**Your assignment**
Print the listing below again from the line that contains "HAWKULAR-1154 - Supports" onward, keeping every line exact and leaving out the lines before it.

=-=-=-=-=

PR #187, opened 2017-02-20
HAWKULAR-1154 - Supports [Update Collection Intervals] command.

josejulio:


josejulio:
We need to wait for a hawkular-services release with `Update Collection Intervals`  command included.

jshaughn:
I believe 0.32 services has the request/response already, but your right, we need an updated agent for end-to-end.

josejulio:
@rubenvp8510 please review

PR #206, opened 2017-04-19
Fix broken links in index page listing versions of documentation

israel-hdez:


jkremser:
lgtm
thanks, mea culpa, I thought I fixed that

=-=-=-=-=

**Answer to this exercise**
HAWKULAR-1154 - Supports [Update Collection Intervals] command.

josejulio:


josejulio:
We need to wait for a hawkular-services release with `Update Collection Intervals`  command included.

jshaughn:
I believe 0.32 services has the request/response already, but your right, we need an updated agent for end-to-end.

josejulio:
@rubenvp8510 please review

PR #206, opened 2017-04-19
Fix broken links in index page listing versions of documentation

israel-hdez:


jkremser:
lgtm
thanks, mea culpa, I thought I fixed that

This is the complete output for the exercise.